Fácil de produzir a partir de derivados do petróleo, cômodo de moldar por sopro, transparente e acessível por menos de cinco reais o quilo, o PET (politereftalato de etileno) é um dos plásticos mais utilizados para engarrafar todo tipo de bebidas, e também na indústria têxtil. A cada ano, são produzidas no mundo cerca de 50 milhões de toneladas desse material, mais ou menos 16% do total de plásticos fabricados. Sua reciclagem é ineficaz e ele é pouco biodegradável, razões pelas quais é uma excelente notícia que os cientistas tenham descoberto uma bactéria capaz de usá-lo como alimento. Depois de isolada num aterro sanitário com grande volume de material PET, o organismo foi batizado de Ideonella sakaiensis. Nasce uma estrela da reciclagem.

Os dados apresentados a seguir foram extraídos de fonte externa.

PR #4492, opened 2020-05-12
fix(reports): improve Aux Cashbox Analysis

### LINKED ISSUE #4479: Analyse de Caisse Auxiliares Report doesn't work with Pax Cashboxes
We have an "Analyse de Caisse Auxiliares" report that should show the transactions between the auxiliary cashbox, the transfer account, and the principal cashbox.  It appears that this doesn't work at PAX when trying to look at transactions from the Pax Aux cashbox into the Caisse Coordination.  Instead, it always shows the "Caisse Principal" of HBB.   It is likely that this is hard-coded somewhere and we should make it configurable for our clients to be able to track their cash transactions.

jniles:
Various improvements to the Auxiliary Cashbox Analysis report.

 - Removes the Accounts from the client.  Not sure why we were downloading them.
 - Makes the title appropriately translated.
 - Removes comments/strings related to break even report and adds in Aux Cash Analysis text.
 - Migrates to async/await.
 - Uses UNION ALL.
 - Removes magic numbers and names the transaction type ID explicitly.
 - Spelling transferts -> transfers

Closes #4479.

### DIFF
--- a/client/src/modules/reports/generate/analysisAuxiliaryCash/analysisAuxiliaryCash.config.js
+++ b/client/src/modules/reports/generate/analysisAuxiliaryCash/analysisAuxiliaryCash.config.js
@@ -3,24 +3,17 @@ angular.module('bhima.controllers')
 
 AnalysisAuxiliaryCashController.$inject = [
   '$sce', 'NotifyService', 'BaseReportService', 'AppCache',
-  'reportData', '$state', 'AccountService', 'FormatTreeDataService',
+  'reportData', '$state',
 ];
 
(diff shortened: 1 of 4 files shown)


lomamech (approved):
I just checked it with IMCK data

lomamech:
@jniles  there is a conflict with this PR, as soon as it's fixed, I'll mix it up

jniles:
@lomamech, thanks for the review.  Just fixed the issues.

jniles:
@lomamech all green!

A presença da Ideonella sakaiensis num lixão, ou numa usina de reciclagem de PET, poderia parecer óbvia, mas também apresenta um enigma evolutivo de sumo interesse: o PET existe há apenas 70 anos, e, portanto, foi esse exíguo tempo que a bactéria teve para evoluir e transformar o plástico na sua principal fonte de carbono. A solução desse enigma não é um mero desafio teórico, mas também algo de grande utilidade para desenvolver enzimas que degradem outros plásticos de uso comum.

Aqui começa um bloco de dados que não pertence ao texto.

PR #4497, opened 2020-05-12
fix(invoice): link patient via debtor_uuid

### LINKED ISSUE #4414: Change invoice link to to patient to use uuid, not display name
Here is the code that [links to the patient registry in the invoice registry](https://github.com/IMA-WorldHealth/bhima/blob/master/client/src/modules/invoices/registry/templates/action.cell.html#L26):
```html
      <a data-method="view-patient" href ui-sref="patientRegistry({ filters : [{ key : 'period', value : 'allTime' }, { key : 'display_name', value : row.entity.patientName }]})">
        <i class="fa fa-user"></i> <span translate>REPORT.VIEW_PATIENT</span>
      </a>
```

Here, it filters on `display_name`, which picks up a lot of other patients if there is a common name.  Instead, let's filter on a `uuid` - either the `debtor_uuid` or the `patient_uuid`, whichever is available.

We should also set `cacheable:false` in the filters.

jniles:
Makes the patient link from the invoice use the `debtor_uuid`.  This means that the lookup is both more performant and also more specific. Previously we picked up any number of patients in our lookup.

Closes #4414.

### DIFF
--- a/client/src/modules/invoices/registry/templates/action.cell.html
+++ b/client/src/modules/invoices/registry/templates/action.cell.html
@@ -23,7 +23,7 @@
 
     <!-- view linked records -->
     <li>
-      <a data-method="view-patient" href ui-sref="patientRegistry({ filters : [{ key : 'period', value : 'allTime' }, { key : 'display_name', value : row.entity.patientName }]})">
+      <a data-method="view-patient" href ui-sref="patientRegistry({ filters : [{ key : 'period', value : 'allTime' }, { key : 'debtor_uuid', value: row.entity.debtor_uuid, displayValue : row.entity.patientName, cacheable:false }]})">
         <i class="fa fa-user"></i> <span translate>REPORT.VIEW_PATIENT</span>
       </a>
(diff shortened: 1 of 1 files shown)


client/src/modules/invoices/registry/templates/action.cell.html
```diff
@@ -23,7 +23,7 @@
 
     <!-- view linked records -->
     <li>
-      <a data-method="view-patient" href ui-sref="patientRegistry({ filters : [{ key : 'period', value : 'allTime' }, { key : 'display_name', value : row.entity.patientName }]})">
+      <a data-method="view-patient" href ui-sref="patientRegistry({ filters : [{ key : 'period', value : 'allTime' }, { key : 'debtor_uuid', value: row.entity.debtor_uuid, displayValue : row.entity.patientName, cacheable:false }]})">
```
mbayopanda, line 26: 👍

mbayopanda (approved):
bors r+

  • A solução desse enigma não é um mero desafio teórico, mas também algo de grande utilidade para desenvolver enzimas que degradem outros plásticos de uso comum

Kohei Oda, Kenji Miyamoto e seus colegas do Instituto de Tecnologia de Kyoto, da Universidade Keio, em Yokohama, e de outras instituições japonesas, que apresentam suas descoberta na Science, colheram 250 amostras ambientais (sedimentos, terra, águas residuais) numa usina de reciclagem de garrafas do PET e as selecionaram conforme sua capacidade de usar películas desse plástico como sua principal fonte de carbono, ou seja, como seu alimento básico. A amostra 46 continha um consórcio microbiano com essas características, composto por bactérias, leveduras e protozoários. A análise revelou depois que a chave era uma só bactéria do consórcio, uma nova espécie do gênero Ideonella, assim chamado por ter sido descrito em 1994 pelo instituto Ideon, ligado à universidade sueca de Lund.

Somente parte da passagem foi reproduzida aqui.